TE AMO, IARA(*)
Foste tu que me ensinaste a ler e escrever, através do anjo Expedita Almeida. Contigo aprendi a rezar e fiz minha primeira comunhão. Com o exemplo da tua persistência, no ano de 1958 tive as primeiras lições de como sobreviver com dignidade às adversidades da vida. Foi naquela famigereda seca que assolava o meu Ceará que aprendi com teu instinto de sobrevivência a conviver com a escassez de água e driblar com maestria a mortífera subnutrição. Contigo também passei tempos de fartura, tempos maravilhosos, bastava a água das chuvas encharcar teu chão para que eu, empanturrado de frutas e milho assado, corresse descalço em ti, montado num cavalo de pau, e meu coração transbordando de felicidade.
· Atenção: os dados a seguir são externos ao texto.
Issue #520, opened 2024-12-13
Replace stateStartApiSuccess with stateWaitUntilFailed 


longquanzheng:
As new name and also save the few byes

PR #568, opened 2025-05-16
IWF-471: Add stateWaitUntilFailed to CommandResults

samuel27m:
### Description
Adding stateWaitUntilFailed to CommandResults
The server now sets both values: the original StateStartApiSucceeded and the new StateWaitUntilFailed

From here on, we will make changes in the SDKs to use `StateWaitUntilFailed`. We're keeping both fields right now for backwards compatibility

### Checklist
- [x] Code compiles correctly
- [x] All tests passing

### Related issue
Addressing, but not yet closing #520, as there are more follow up MRs to be done in SDK repos


gen/iwfidl/api/openapi.yaml
```diff
@@ -1342,7 +1342,6 @@ components:
       enum:
       - STATE_DECISION_FAILING_WORKFLOW_ERROR_TYPE
       - CLIENT_API_FAILING_WORKFLOW_ERROR_TYPE
-      - STATE_API_FAIL_MAX_OUT_RETRY_ERROR_TYPE
```
samuel27m, line 1345: Unsure why I'm getting this - did we recently remove this error type in the IDL without updating the Server with the new spec?

lwolczynski: Another reason can be that we haven't updated the IDL files here since the removal of `STATE_API_FAIL_MAX_OUT_RETRY_ERROR_TYPE` in IDL repo

samuel27m: Ah, completely missed that. I did that now, it seems there were other changes but not the one we were looking for here. 

It's most likely that we just forgot to update the IDL files like you mentioned. 

I checked the codebase and it is not in use at the moment, so we should be safe here

lwolczynski (approved):

PR #481, opened 2025-08-30
MAINT: add Python 3.14, drop 3.9, fix some CI and build stuff

rgommers:
Python 3.14 is in the release candidate stage, meaning this is the time to add 3.14 wheels on PyPI.

Changes:
- Add Python 3.14
- Drop Python 3.9, it's end of life (I considered dropping 3.10 as well, because NumPy already did - but decided against that since it costs little to keep it)
- Fix CI for GHA dropping `windows-2019`
- Add free-threading trove classifier
- Bump `numpy` upper bound up

Also, two questions @rdbisme:
- Any preference for making the next release number 1.6.0 vs 1.5.1? Either way should work; I'd lean towards 1.6.0 because of dropping Python 3.9
- Support for Intel Macs will disappear on GHA starting 1 Sep: https://github.blog/changelog/2025-07-11-upcoming-changes-to-macos-hosted-runners-macos-latest-migration-and-xcode-support-policy-updates/#macos-13-is-closing-down. Are you okay with just dropping those wheels, probably after doing one more release with it now? Seems like the easiest, and I expect that that is what many projects will do.


rdbisme:
> Any preference for making the next release number 1.6.0 vs 1.5.1? Either way should work; I'd lean towards 1.6.0 because of dropping Python 3.9
Yes, 1.6.0 sounds good to me

> Support for Intel Macs will disappear on GHA starting 1 Sep: https://github.blog/changelog/2025-07-11-upcoming-changes-to-macos-hosted-runners-macos-latest-migration-and-xcode-support-policy-updates/#macos-13-is-closing-down. Are you okay with just dropping those wheels, probably after doing one more release with it now? Seems like the easiest, and I expect that that is what many projects will do.

I definitely trust your judgment here, you have way more experience with this. I was a user of macports, which tries to keep things going for old macs, but not having infrastructure to compile it on makes it difficult. I guess it's impossible to crosscompile on Mac Arm?

rdbisme:
> cibuildwheel: Invalid skip selector: 'pp*'. This selector matches a group that wasn't enabled. Enable it using the `enable` option or remove this selector. This selector will have no effect.

Apparently that skip selector is not needed anymore with new `cibuildwheel`?

PR #482, opened 2025-09-04
MNT: Prepare changelog for 1.6.0 

rdbisme:


rgommers:
@rdbisme I see you tagged 1.6.0rc1, it had a hiccup in CI yesterday due to GHA runner availability; it's up on PyPI now. It's safe to tag 1.6.0 soon as well I'd think, there is nothing in this release that should be fragile.

PR #489, opened 2025-11-27
WHL: re-add macos-intel to build matrix

neutrinoceros:
Searching through the history I couldn't find why this target was dropped between 1.3.8 and 1.4.0rc4, so my current assumption is that it happened by accident, when the `macos-latest` image tag moved from an x86_64 runner to arm64. While I was surprise to find bottleneck needed to be built to install it on an old mac, it did build succesfully so I don't know of any blocking issue, so I'd like to propose re-introducing it on purpose.

### DIFF
--- a/.github/workflows/ci.yml
+++ b/.github/workflows/ci.yml
@@ -52,7 +52,12 @@ jobs:
     runs-on: ${{ matrix.os }}
     strategy:
       matrix:
-        os: [macos-latest, windows-latest, ubuntu-latest, ubuntu-24.04-arm]
+        os: 
+          - macos-15-intel
+          - macos-latest
+          - windows-latest
+          - ubuntu-latest
+          - ubuntu-24.04-arm
     steps:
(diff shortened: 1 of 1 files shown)


.github/workflows/ci.yml
```diff
@@ -52,7 +52,12 @@ jobs:
     runs-on: ${{ matrix.os }}
     strategy:
       matrix:
-        os: [macos-latest, windows-latest, ubuntu-latest, ubuntu-24.04-arm]
+        os: 
+          - macos-15-intel
+          - macos-latest
+          - windows-latest
+          - ubuntu-latest
+          - ubuntu-24.04-arm
```
neutrinoceros: while I was at it I also expanded this one liner to improve how useful `git blame` is in the future.

neutrinoceros:
It looks like wheels are not built as part of CI, and even then, I'm not sure if they're systematically tested. Happy to contribute in that area too if desired.

PR #491, opened 2025-12-10
MNT: move static project metadata to `pyproject.toml`

neutrinoceros:


neutrinoceros:
resolved by setting
```toml
[tool.setuptools]
include-package-data = false
```

rgommers (approved):
This looks like a significant improvement, CI is happy, and `diffoscope` doesn't show any nontrivial difference for sdist and wheel. So in it goes, thanks @neutrinoceros!

PR #493, opened 2025-12-10
MNT: remove `setup.cfg`

neutrinoceros:
- **MNT: move versioneer configuration to `pyproject.toml`**
- **CLN: drop unused pytest configuration from `setup.cfg`**
- **MNT: rename `setup.cfg` -> `.flake8`**

PR #497, opened 2026-01-14
CI: bump setup-python to v6 to resolve a missing win-arm64 zipfile

rgommers:


rgommers:
Well that didn't help, still the same windows-arm issue as in https://github.com/pydata/bottleneck/pull/493#issuecomment-3751357606.

neutrinoceros:
Also tried #500 , didn't help either.
I'd report this upstream if I even understood which part is likely to be broken.

PR #504, opened 2026-01-20
MNT/STY: migrate linting+formatting from flake8+black to ruff, fix existing violations

neutrinoceros:
Manual fixes are isolated to individual, ruleset-based commit. There's a single commit for all (safe) automated fixes, and I set `git blame` to ignore it in the future.
I also included 2 other automated commits containing fixes marked as "unsafe" (meaning ruff doesn't guarantee strict backward compat in the general case). I reviewed them manually and think they are correct and not breaking, but I still keep them separate so git blame correctly points to me as the latest editor or these lines, just in case it actually breaks anything.


neutrinoceros:
done

PR #512, opened 2026-02-01
DEP: commit `uv.lock` to repository and use locked env in CI

### LINKED ISSUE #508: CI: locking CI env
I would like to propose committing (a) lock file(s) to the repository and use them in CI, and have dependabot periodically update it (them).
This would reduce the chance that a change in the rest of the world breaks CI while we're not looking, and that each time this repo (infrequently) receives attention, we find something broken without any guarantee that it'll be easy to understand.
In contrast, if upgrades only happen deliberately (via dependabot or otherwise) and are isolated to specific PRs, it's normally much easier to deal with breaking ones, in only because the set of upgrades since the last succesful job is then explicit from a diff.

neutrinoceros:
close #508

### DIFF
--- a/.github/bottleneck-action/action.yml
+++ b/.github/bottleneck-action/action.yml
@@ -4,15 +4,16 @@ runs:
   using: composite
   steps:
     - name: Set up Python ${{ matrix.python-version }}
-      uses: actions/setup-python@a26af69be951a213d495a4c3e4e4022e16d87065 # v5.6.0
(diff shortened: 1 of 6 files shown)


rgommers (approved):
Thanks! I reviewed those CI logs and the links in the lock file as best as I can, all seems to be in order. So let's give it a go and see if it helps make CI more stable.

PR #546, opened 2026-04-03
CLN: drop unused include dir

neutrinoceros:
This bit me in #545.
@rgommers suggested dropping the directory entirely, which seems like the right call to me.


rgommers (approved):
Thanks!

PR #758, opened 2025-05-23
feat: add updatedBy attribute to entities and ims api to resolve profile

ravverma:
- [ ] 
[SITES-31569 [updatedBy] Keep last updated by record for entities like opportunity and suggestion](https://jira.corp.adobe.com/browse/SITES-31569)

Thanks for contributing!

### DIFF
--- a/packages/spacecat-shared-data-access/src/models/site/index.d.ts
+++ b/packages/spacecat-shared-data-access/src/models/site/index.d.ts
@@ -165,8 +165,6 @@ export interface Site extends BaseModel {
   setIsLiveToggledAt(isLiveToggledAt: string): Site;
   setOrganizationId(organizationId: string): Site;
   toggleLive(): Site;
-  getUpdatedBy(): string;
-  setUpdatedBy(updatedBy: string): Site;
 }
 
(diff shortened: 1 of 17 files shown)


packages/spacecat-shared-data-access/src/models/site/index.d.ts
```diff
@@ -165,6 +165,8 @@ export interface Site extends BaseModel {
   setIsLiveToggledAt(isLiveToggledAt: string): Site;
   setOrganizationId(organizationId: string): Site;
   toggleLive(): Site;
+  getUpdatedBy(): string;
```
solaris007, line 168: since you added the `updatedBy` property to the base model, the type info should be added on the `BaseModel` (similar to `updatedAt`) and not on the individual extending types.

solaris007 (approved):
LGTM, minor comment

packages/spacecat-shared-data-access/src/models/site/index.d.ts
ravverma: yes make sense. I have moved to `BaseModel`

PR #771, opened 2025-05-27
fix: config test

davidaurelio:

## Related Issues

Thanks for contributing!


iuliag:
Shouldn't we have both? `organic-keywords` and `organic-keywords-non-branded`?

iuliag:
In addition to the previous PR that introduced the new config schema, it should have been added to the `DEFAULT_IMPORT_CONFIGS`, so that it doesn't need to be explicitly enabled for newly added sites.

PR #776, opened 2025-05-30
feat: adding probable cta information in a form page

vdua:

## Related Issues

Thanks for contributing!


packages/spacecat-shared-rum-api-client/src/functions/form-vitals.js
```diff
@@ -135,6 +137,42 @@ function findFormCTAForInternalNavigation(bundles, formVitals) {
...
+        .filter((e) => e.source && !e.source.match(/\bform\b/i));
+
+      return clicks.map((_) => _.source);
+    }).filter((_) => _.length > 0).flat();
+    if (sources.length > 0) {
+      return {
+        ...item,
+        cta: {
+          sources,
+          form: item.url,
```
vdua: form not required since this is same as the top url,
also need to make sources unique

PR #796, opened 2025-06-10
fix: for adobe users admin access to only admin group members

ravverma:
This PR is to provide all org's data access to only those members who are member of a dedicated IMS admin group only.

## Related Issues

Thanks for contributing!


packages/spacecat-shared-http-utils/src/auth/handlers/ims.js
```diff
@@ -135,8 +135,9 @@ export default class AdobeImsHandler extends AbstractHandler {
       const config = loadConfig(context);
       const payload = await this.#validateToken(token, config);
       const imsProfile = await context.imsClient.getImsUserProfile(token);
+      const isAdmin = await context.imsClient.isUserASOAdmin(token);
```
solaris007, line 138: this will cause an additional request to IMS for every request incoming - also, the IMS handler should be deprecated in favor of the JWT handler. the fact whether someone is an admin should be included in the JWT payload.

solaris007: also, you cannot use a newly added method from IMS client without having a new version of IMS client released first and the dependency updated in the local package's dependencies.

packages/spacecat-shared-ims-client/src/utils.js
```diff
@@ -23,6 +23,15 @@ export const IMS_VALIDATE_TOKEN_ENDPOINT = '/ims/validate_token/v1';
...
 export const IMS_ADMIN_PROFILE_ENDPOINT = '/ims/admin_profile/v3';
+export const ADMIN_GROUP_IDENT = {
+  '8C6043F15F43B6390A49401A': [
+    635541219,
+  ],
+  '908936ED5D35CC220A495CD4': [
+    879529884,
+    901092291,
+  ],
+};
```
solaris007, line 34: what do these represent? can you document? this should probably not be hidden in a utils file.

packages/spacecat-shared-http-utils/src/auth/handlers/ims.js
solaris007: this implicitly calls `getImsUserOrganizations` - which will be called again for non-adobe users further below....

solaris007 (changes requested):

packages/spacecat-shared-http-utils/src/auth/handlers/ims.js
ravverma: >this will cause an additional request to IMS for every request incoming - also, the IMS handler should be deprecated in favor of the JWT handler. the fact whether someone is an admin should be included in the JWT payload.

Agreed on the extra request to IMS , I have fixed it and agreed on "IMS client" should not aware about constitutes an ASO admin, changed that as well, now no changes in the  IMS client.

packages/spacecat-shared-ims-client/src/utils.js
ravverma: yes removed

solaris007 (approved):

PR #820, opened 2025-06-24
feat: add Athena client

akshaymagapu:
add Athena client


ekremney (approved):
could you please add jsdocs comments to query and execute functions in the index.d.ts file?

PR #826, opened 2025-06-26
feat: introduce authoring type

dzehnder:
For resolving preview urls to a site if the site is on crosswalk, we need essentially a hlx config and a delivery type. To not mix these up and properly index them, we need an authoring type on top of that.

### DIFF
--- a/packages/spacecat-shared-data-access/src/models/site/site.collection.js
+++ b/packages/spacecat-shared-data-access/src/models/site/site.collection.js
@@ -81,6 +81,8 @@ class SiteCollection extends BaseCollection {
     const previewType = getAuthoringType(hostname, Site.AUTHORING_TYPES);
 
     switch (previewType) {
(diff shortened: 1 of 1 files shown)


packages/spacecat-shared-data-access/src/models/site/site.model.js
```diff
@@ -19,10 +19,10 @@ export const AEM_CS_HOST = /^author-p(\d+)-e(\d+)/i;
 /**
  * Computes external IDs based on delivery type and configuration
  */
-export const computeExternalIds = (attrs) => {
+export const computeExternalIds = (attrs, authoringTypes) => {
   const { hlxConfig, deliveryConfig } = attrs;
 
-  if (hlxConfig) {
+  if (hlxConfig && authoringTypes.DA) {
```
alinarublea, line 25: Shouldn t you check here the authoring type of the site ?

Sou teu filho por opção, escolher-te como mãe adotiva foi a melhor das minhas decisões, mas, seguindo a vida nômade do pai, o infante caiu no oco do mundo te deixando para trás. Cresci sem muito me importar com tuas dores e tuas necessidades, jamais pensei em te embelezar, te comprar um vestido novo ou te visitar nos natais. Algumas vezes te visitei anonimamente, somente para matar a saudade, sentir teu cheiro e tomar a bênção de Nossa Senhora da Conceição.
Sei que você está envelhecida pelo tempo e alguns imediatistas acreditam que demolir teus prédios históricos, apagando tua memória, seria a melhor solução. Quando tomei conhecimnto de tais aberrações, meu amor dantes adormecido aflorou. Foi aí que senti na alma a dor que você iria sentir sendo amputada gratuitamente. Tirar pedaços de ti, da tua história, é tirar pedaços de mim. Eu te amo, mãe Iara, te amo incondicionalmente, mesmo sendo um filho ingrato, um filho ausente.